Government of the National Capital Territory of Delhi
- Formation: 2 January 1992; 34 years ago (in its current form)
- Seat: Civil Lines, Delhi, India
- Country: India

Head
- Lieutenant Governor: Taranjit Singh Sandhu

Legislative branch
- Speaker: Vijender Gupta
- Deputy Speaker: Mohan Singh Bisht
- Assembly members: 70
- Meeting place: Vikram Nagar, Delhi, India

Executive branch
- Chief Minister: Rekha Gupta, BJP
- Chief Secretary: Rajeev Verma, IAS

Judicial branch
- Court: Delhi High Court
- Chief Justice: Devendra Kumar Upadhyaya
- Seat: Bapa Nagar, Delhi, India
- Subordinate Courts: Tis Hazari Courts Complex; Patiala House Courts Complex; Karkardooma Courts Complex; Rohini Courts Complex; Dwarka Courts Complex; Saket Courts Complex; Rouse Avenue Courts Complex;

= Government of Delhi =

Territorial government of Delhi

The Government of Delhi, officially the Government of the National Capital Territory of Delhi (GNCTD; ISO: ISO) is the governing body of India's National Capital Territory of Delhi, whose urban area is the seat of the Government of India. It also governs the city or local governments in the area as per the 74th Constitutional Amendment Act.

Union Territories are governed directly by the Government of India. There are a few exceptions, such as Delhi and Puducherry which also have their own elected governments with some limitations.
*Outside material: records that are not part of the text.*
PR #4479, opened 2022-05-25
Fix IIS Internal IP Disclosure

y0no:
In some cases, the IIS Internal IP Disclosure template does not works. The "Host" header need to be completly removed to avoid getting a 400 Bad Request (Invalid Host Header) error. In addition, the status code used to check the vulnerability can be 302 or 301. 

- Fixed IIS Internal IP Disclosure

### Template Validation

- [X] YES
- [ ] NO


ehsandeep (approved):
Thanks for the heads up and update @y0no, we can actually keep both one with `stop-at-first-match`, I also updated the matcher to filter out some false positive results which matches against other parts of header response, now it will only look to match with `location` header.

PR #4510, opened 2022-05-30
Create luci-openwrt-detect.yaml

Techbrunch:
See template


princechaddha:
Hello @Techbrunch, thank you so much for sharing this template with the community and contributing to this project, but we already have a template for OpenWrt [here](https://github.com/projectdiscovery/nuclei-templates/blob/master/exposed-panels/openwrt-login.yaml)

Techbrunch:
@princechaddha I miss the existing template because the title was not the same. In my case the title was:

```
<title>opwrt-**** - Overview - LuCI</title>
```

If you check this query on Censys: https://search.censys.io/search?resource=hosts&sort=RELEVANCE&per_page=25&virtual_hosts=EXCLUDE&q=Powered+by+LuCI

You will see that matching on the title is not working for all of them. I'm not sure that matching on "Powered by LuCI" is perfect though, that would require more testing.

ehsandeep (approved):
thank you for sharing this @Techbrunch, I've added the additional path + matcher to the existing template.

PR #4555, opened 2022-06-07
GLPI Telemetry Disclosure: add CVE info

noraj:
### Template / PR Information

I added CVE information for GLPI Telemetry Disclosure.

### Template Validation

- [ ] YES
- [x] NO

#### Additional Details

I'm not sure if I have to add a comment eg. "Updated by noraj 2022/06/07".

I'm not sure if I have to change the id to the CVE or keep it that way for retro-compatibility.

### DIFF
--- a/cves/2021/CVE-2021-39211.yaml
+++ b/cves/2021/CVE-2021-39211.yaml
@@ -2,7 +2,7 @@ id: CVE-2021-39211
 
 info:
   name: GLPI Telemetry Disclosure
-  author: dogasantos
+  author: dogasantos,noraj
   severity: medium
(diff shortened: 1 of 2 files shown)


ehsandeep (approved):

ehsandeep (approved):
Thank you for making this change @noraj 

> I'm not sure if I have to add a comment eg. "Updated by noraj 2022/06/07".

I've added you as sub author, as `Updated by` section used for some internal process by the team.

> I'm not sure if I have to change the id to the CVE or keep it that way for retro-compatibility.

Any template with assigned CVE should be kept or moved under CVE directory, so I've updated the template ID and moved the template to cves directory.

Thanks again for the update  🙌🏻

PR #4937, opened 2022-07-28
Create sap-spartacus-detect.yaml

Techbrunch:
### Template Validation

- [X] YES
- [ ] NO


princechaddha:
@Techbrunch A few changes have been made to the template to ensure it doesn't get missed during the default scan. Please let us know if this looks good to you

princechaddha (approved):

Techbrunch:
@princechaddha Could you revert the last commit ? I just realized that you broke the template, it needs to be headless for it to work, I could not find a reliable way to make it not headless. Thanks

PR #16099, opened 2026-05-03
Add Prometheus Alertmanager detection template

ChrisJr404:
## Template Added

`http/exposed-panels/prometheus-alertmanager-panel.yaml` — **Prometheus Alertmanager** panel + version detection.

### Why

Alertmanager is the alerting half of the Prometheus monitoring stack and is widely deployed alongside Prometheus / Grafana / Loki / Thanos in production Kubernetes and bare-metal environments. There's already a panel template for the Prometheus server itself, but Alertmanager — same project, same threat surface, often exposed on TCP/9093 unauthenticated — has no template, so any recon pass that wants to inventory the alerting half of the stack misses it.

### Detection

Two paths, OR'd:

1. **HTML title match on `/`** — Alertmanager serves a React SPA with `<title>Alertmanager</title>` and a Vite-style asset import.
2. **JSON shape match on `/api/v2/status`** — the public status API returns `versionInfo.{version,revision,buildDate,goVersion,branch,buildUser}` plus `cluster`, `config`, `uptime`. Matching `"versionInfo"` AND (`"alertmanager"` OR `"buildtime"` OR `"uptime"`) keeps false-positives off other Prometheus-stack JSON shapes.

### Verified live

```
$ docker run -d --rm -p 19094:9093 prom/alertmanager:latest
$ nuclei -t http/exposed-panels/prometheus-alertmanager-panel.yaml -u http://127.0.0.1:19094 -nc -silent
[prometheus-alertmanager-panel] [http] [info] http://127.0.0.1:19094/
```

`/api/v2/status` returns the expected `versionInfo.version` ("0.32.1") and `versionInfo.revision` extractors fire cleanly against the upstream image.

`nuclei -validate` passes.

### Format

Mirrors the existing Argo CD / Grafana panel templates:
- `verified: true` because of the live-Docker repro above
- shodan-query / fofa-query for both the title and the JSON shape
- two extractors so `-version` flag use-cases pick up the build version + revision

Tags `panel,alertmanager,prometheus,monitoring,detect,discovery`.

### DIFF
--- a/http/exposed-panels/prometheus-alertmanager-panel.yaml
+++ b/http/exposed-panels/prometheus-alertmanager-panel.yaml
@@ -1,7 +1,7 @@
-id: prometheus-alertmanager-panel
+id: prometheus-alertmanager-detect
 
 info:
-  name: Prometheus Alertmanager - Panel
+  name: Prometheus Alertmanager - Detect
   author: ChrisJr404
   severity: info
   description: |
--- a/http/exposed-panels/prometheus-alertmanager-panel.yaml
+++ b/http/exposed-panels/prometheus-alertmanager-panel.yaml
@@ -26,38 +26,36 @@ info:
       - body="versionInfo" && body="alertmanager"
   tags: panel,alertmanager,prometheus,monitoring,detect,discovery
 
+flow: http(1) && http(2)
+
 http:
   - method: GET
     path:
-      - "{{BaseURL}}/"
-      - "{{BaseURL}}/api/v2/status"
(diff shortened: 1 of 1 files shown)


pussycat0x:
Hello @ChrisJr404  We already have a template for [this](https://github.com/projectdiscovery/nuclei-templates/blob/main/http/misconfiguration/unauthenticated-alert-manager.yaml), so we’re closing the PR. Thanks for your interest, and we look forward to more contributions from you!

In May 2023, a landmark Supreme Court verdict ruled that the Government of Delhi has power over all administrative services, including the Indian Administrative Service (IAS), except police, land and public order, and the Lieutenant Governor shall exercise power under the administrative role. However, just days after this judgment, the Central Government circumvented the ruling by issuing an ordinance to establish the National Capital Civil Services Authority in Delhi. This ordinance effectively reasserts the Central Government's dominance by designating the Chief Minister of Delhi as the head of the authority, with the Chief Secretary and Home Secretary—both reporting to the Central Government—as members. The authority’s primary function is to control the transfer and posting of Group 'A' officers and DANICS officers in the Delhi government, undermining the Supreme Court's recognition of Delhi's autonomy over its administrative services.

== Local governments ==
The local or city government is headed by the mayor. The Municipal Corporation of Delhi handles civic administration for the city, and has one mayor.
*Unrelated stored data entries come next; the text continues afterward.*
PR #16151, opened 2026-05-11
Add CVE-2026-42281 MagicMirror SSRF template

aleff-github:
### Info

- Added CVE-2026-42281
- Product: MagicMirror
- Vulnerability: Unauthenticated SSRF via `/cors`
- Affected versions: MagicMirror versions before 2.36.0
- Fixed version: 2.36.0

References:

- https://github.com/advisories/GHSA-ph6f-2cvq-79hq
- https://github.com/MagicMirrorOrg/MagicMirror/security/advisories/GHSA-ph6f-2cvq-79hq
- https://github.com/MagicMirrorOrg/MagicMirror/releases/tag/v2.36.0
- https://osv.dev/vulnerability/GHSA-ph6f-2cvq-79hq

This template detects CVE-2026-42281, an unauthenticated SSRF vulnerability in MagicMirror’s `/cors` endpoint.

The detection is behavior-based and not version-only. It first fingerprints MagicMirror via the root HTML page using internal matchers, then performs a safe loopback-only SSRF verification by requesting the local MagicMirror `/version` endpoint through `/cors`.

```http
GET /cors?url=http://127.0.0.1:<target-port>/version
```

Affected instances return the local MagicMirror `/version` response through `/cors`. Patched instances block loopback/private destinations and do not return the local version response.

The template does not access cloud metadata endpoints, does not exfiltrate secrets, does not write files, and does not change target state.

### Template validation

* [x] Validated with a host running a vulnerable version and/or configuration (True Positive)
* [ ] Validated with a host running a patched version and/or configuration (avoid False Positive)

#### Additional Details

Validated locally with an end-to-end Docker matrix:

| Case                                                                   | Expected | Result |
| ---------------------------------------------------------------------- | -------- | ------ |
| MagicMirror v2.33.0                                                    | match    | pass   |
| MagicMirror v2.34.0                                                    | match    | pass   |
| MagicMirror v2.35.0                                                    | match    | pass   |
| MagicMirror v2.36.0 with `cors: "allowAll"`                            | no match | pass   |
| MagicMirror v2.36.0 with `cors: "disabled"`                            | no match | pass   |
| Fake MagicMirror-like service reporting `2.35.0` without SSRF behavior | no match | pass   |

The E2E validation used a loopback-only canary service bound inside the MagicMirror container at `127.0.0.1:9099`. The canary was not published to the host, so a returned canary token proves server-side loopback access through `/cors`.

The `v2.36.0` test with `cors: "allowAll"` verifies that the patched private/loopback SSRF protection blocks the request, rather than relying only on `/cors` being disabled by default.

The fake version-only service verifies that the template does not match only because a target reports an affected version.


DhiyaneshGeek:
Hi @aleff-github 

Thanks for sharing the template and contributing to the template project 😄

theamanrawat (approved):

PR #16209, opened 2026-05-18
Add crypto address detection template

rxerium:
Hey team,

I have restored the crypto address detection template under http/miscellaneous. This template detects exposed Bitcoin, Monero, Ethereum, and XRP wallet addresses in webpage content using DSL regex matchers with a 200 status check.

Many thanks,

Rishi

### DIFF
--- a/http/miscellaneous/crypto-address-detect.yaml
+++ b/http/miscellaneous/crypto-address-detect.yaml
@@ -1,0 +1,52 @@
+id: crypto-address-detect
+
+info:
+  name: Exposed Cryptocurrency Wallet Address
+  author: rxerium
+  severity: info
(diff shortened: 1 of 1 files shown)


Akokonunes:
Hi @rxerium 

Thank you for the contribution! We actually had a similar template previously (removed in [844c5fe](https://github.com/projectdiscovery/nuclei-templates/commit/844c5feae08ceadd5b6169ae96bb34820d49e275)) - the regex patterns match arbitrary base58/hex strings, not just real wallet addresses, generating heavy FPs/FNs with limited security value. Closing for the same reasons.

theamanrawat (approved):

PR #16262, opened 2026-05-24
Add Kong Internal Status Endpoint

amjadali-110:
### PR Information

This template detects an information disclosure misconfiguration in Kong API Gateway where the internal /status endpoint is publicly accessible — either directly or via IP restriction bypass using spoofed IP headers (X-Forwarded-For, X-Real-IP, etc.). The endpoint exposes sensitive runtime data including server connection metrics, database reachability status, Lua worker VM memory usage, and shared dictionary allocations — which can aid attackers in fingerprinting and profiling the target infrastructure.

- Added: kong-status-endpoint — Kong API Gateway Internal Status Endpoint Exposure (Misconfig)
- References:
  - https://docs.konghq.com/gateway/latest/production/monitoring/status-api/
  - https://docs.konghq.com/gateway/latest/production/networking/default-ports/

### Template validation

#### Additional Details

- Block 1 checks direct unauthenticated access to /status
- Block 2 tries 13 spoofed IP headers (e.g. X-Forwarded-For: 127.0.0.1) to bypass IP allowlist restrictions
- On match, the extractor outputs the exact header that triggered the bypass

##### Sample output:

image

In my case, the /status endpoint is not directly accessible, but when we try to access it using the X-Forwarded-For header, we are able to view the response.

image


Akokonunes:
Hi @amjadali-110 

Thanks for the contribution and the detailed validation evidence. We've restructured the template with flow protocol, reduced bypass headers from 13 to 4 effective ones, added single DSL matchers per block, and included Kong version extraction.

amjadali-110:
Hi Team,
Thank you for the review and improvements. The restructuring with flow protocol, matcher optimization, and Kong version extraction looks great. I appreciate the effort in refining the template and reducing the bypass headers to the most effective ones.

theamanrawat (approved):

PR #16283, opened 2026-05-27
Identify OutSystems panels using SSO by cookie names

neonbunny:
### PR Information

Existing template only works for sites that are using OutSystems built-in auth and not for systems integrated with SSO providers

### Template validation

Validated against a live system that is integrated with Entra for SSO.


DhiyaneshGeek:
Hi @neonbunny 

Thanks for update this template and contributing to this template project !

DhiyaneshGeek (approved):

PR #16304, opened 2026-05-29
Add CVE-2026-27886: Strapi <=5.36.x Unauthenticated Admin Credential Enumeration

zeroc00I:
## Summary

- Adds detection + exploitation template for **CVE-2026-27886** (Strapi ≤5.36.x)
- Strapi exposes raw Knex `where[]` parameters on public collection endpoints without sanitisation
- Any unauthenticated caller can inject relational filters and use `meta.pagination.total` as a boolean oracle to enumerate private admin columns character by character

## What the template does

Uses nuclei `flow` (JavaScript) to run three phases in a single scan:

1. **Differential check** — baseline GET vs always-false predicate (`where[id][$lt]=-1`); stops early if not vulnerable
2. **Email enumeration** — iterates `where[updatedBy][email][$startsWith]=<prefix>` across the alphabet
3. **Token enumeration** — same oracle on `where[updatedBy][resetPasswordToken][$startsWith]=<prefix>`

## Verification

Tested against Strapi **5.36.1**:

```
[CVE-2026-27886:recovered_email] [http] [critical] http://localhost:1337 ["admin@lab.local"]
[CVE-2026-27886:recovered_token] [http] [critical] http://localhost:1337 ["f5673d1a435fea58f0c9be5c7548eefb570d6601"]
Scan completed in 3.5s. 2 matches found.
```

**CVSS:** 9.1 | **Fix:** Upgrade to Strapi ≥5.37.0

### DIFF
--- a/http/cves/2026/CVE-2026-27886.yaml
+++ b/http/cves/2026/CVE-2026-27886.yaml
@@ -25,6 +25,8 @@ info:
     - https://www.cve.org/CVERecord?id=CVE-2026-27886
     - https://github.com/strapi/strapi/security/advisories
     - https://nvd.nist.gov/vuln/detail/CVE-2026-27886
+    - https://bishopfox.com/blog/cve-2026-27886-unauthenticated-boolean-oracle-exfiltration-of-administrator-secrets-in-strapi
+    - https://github.com/BishopFox/CVE-2026-27886-check
   classification:
     cvss-metrics: CVSS:4.0/AV:N/AC:L/AT:N/PR:N/UI:N/VC:H/VI:N/VA:N/SC:H/SI:N/SA:N
     cvss-score: 9.2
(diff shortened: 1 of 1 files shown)


zeroc00I:
**Update — overridable collection wordlist**

The template auto-discovers the vulnerable collection through three passive methods (public roles list, content-type-builder, OpenAPI plugin). When all three fail, it falls back to a wordlist probe (Method 4). The wordlist is now **overridable** without editing the template:

```
-var collection_wordlist=/path/to/collections.txt    # file path (needs -lfa)
-var collection_wordlist="blog,stories,api-articles"  # inline list
```

When the variable is empty it uses the built-in curated list, so default behavior is unchanged.

Note: the file-path form requires `-lfa` (`-allow-local-file-access`); without that flag only the inline list and the built-in fallback apply, and discovery degrades gracefully.

DhiyaneshGeek (approved):

DhiyaneshGeek:
Hi @zeroc00I 

PR #16329, opened 2026-06-03
chore: add negative matcher for trace.axd exposure detection

FLX-0x00:
# Fix false positives in ASP.NET Trace.AXD exposure template

## Template

`http/exposures/logs/trace-axd-expose.yaml`

## Problem

The template produced false positives. When `Trace.axd` returns a `403` response, the file is usually **not** actually exposed; instead ASP.NET serves a security-restricted error page:

```
Server Error in '/' Application.
Trace Error
Description: The current trace settings prevent trace.axd from being viewed remotely (for security reasons). ...
```

Because this page contains `<title>Trace Error</title>`, the existing matcher treated it as a successful exposure, even though tracing is locked down (`localOnly` enabled) and no sensitive data is accessible.

## Fix

Added a negative `word` matcher that excludes the restriction message. With `matchers-condition: and`, the template now only fires when:

1. One of the trace exposure strings is present (`Application Trace` or `Trace Error`), **and**
2. The restriction message `The current trace settings prevent trace.axd from being viewed` is **absent**, **and**
3. The status code is `200` or `403`.

This removes the false positives caused by the "viewed remotely" denial page while preserving detection of genuinely exposed trace logs.


DhiyaneshGeek:
Hi @FLX-0x00 

Thanks for updating the template and contributing to the template project 😄

DhiyaneshGeek (approved):

PR #16333, opened 2026-06-03
CVE-2026-26190 (Milvus - Unauthenticated Metrics Port API Access)

WRG-11:
**Template:** `http/cves/2026/CVE-2026-26190.yaml`

### What it detects
Milvus (`< 2.5.27` and `2.6.0`–`2.6.9`) exposes its metrics/management HTTP server on port 9091 without authentication. The `/expr` debug endpoint accepts a weak, predictable default token (`by-dev`, the default `etcd.rootPath`) and evaluates arbitrary internal expressions, leading to unauthenticated secret/credential disclosure, data manipulation, and arbitrary file write. (GHSA-7ppg-37fh-vcr6, CVSS 9.8)

### Detection approach (non-destructive)
Two-request `flow`:
1. **Baseline** — a random `auth` token is rejected (`the expr auth is invalid`), proving `/expr` enforces auth, so the match is the weak **default**-token bypass rather than a generally open endpoint or an unrelated service.
2. **Exploit** — the default `by-dev` token is accepted and evaluates a benign arithmetic expression (`1337+31337`), returning the exact computed sum. No data is read or modified.

### Testing
- Vulnerable `milvusdb/milvus:v2.5.10` → match (critical).
- Patched `milvusdb/milvus:v2.5.27` → no match (the patch disables `/expr` by default, so the baseline request no longer returns the auth-error string and request 2 never runs).
- `nuclei -validate` passes.

### References
- https://github.com/milvus-io/milvus/security/advisories/GHSA-7ppg-37fh-vcr6
- https://nvd.nist.gov/vuln/detail/CVE-2026-26190

### DIFF
--- a/http/cves/2026/CVE-2026-26190.yaml
+++ b/http/cves/2026/CVE-2026-26190.yaml
@@ -1,22 +1,15 @@
 id: CVE-2026-26190
 
 info:
-  name: Milvus <2.5.27, 2.6.0-2.6.9 - Unauthenticated Metrics Port (9091) API Access
+  name: Milvus - Unauthenticated Metrics API Access
   author: WRG-11
   severity: critical
   description: |
-    Milvus exposes its metrics/management HTTP server on TCP port 9091 without authentication.
-    The `/expr` debug endpoint authorizes requests with a weak, predictable default token
-    (`by-dev`, the default `etcd.rootPath`) and evaluates arbitrary internal expressions, while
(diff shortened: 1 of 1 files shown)


DhiyaneshGeek:
Hi @WRG-11 

Thanks for sharing the template and contributing to the template project 😄

DhiyaneshGeek (approved):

Heretofore the Municipal Corporation of Delhi was trifurcated into three bodies: the North Delhi Municipal Corporation, the South Delhi Municipal Corporation, and the East Delhi Municipal Corporation in 2012. They were reunified on 22 May 2022.

The Delhi Cantonment Board operates as an independent municipal authority within the city of Delhi. As stipulated by the Cantonment Board Act of 2006, cantonment boards are designated as municipalities and are governed directly by the Ministry of Defence. This grants the Delhi Cantonment Board jurisdiction over its area, separate from the governance and administrative framework of the Delhi government.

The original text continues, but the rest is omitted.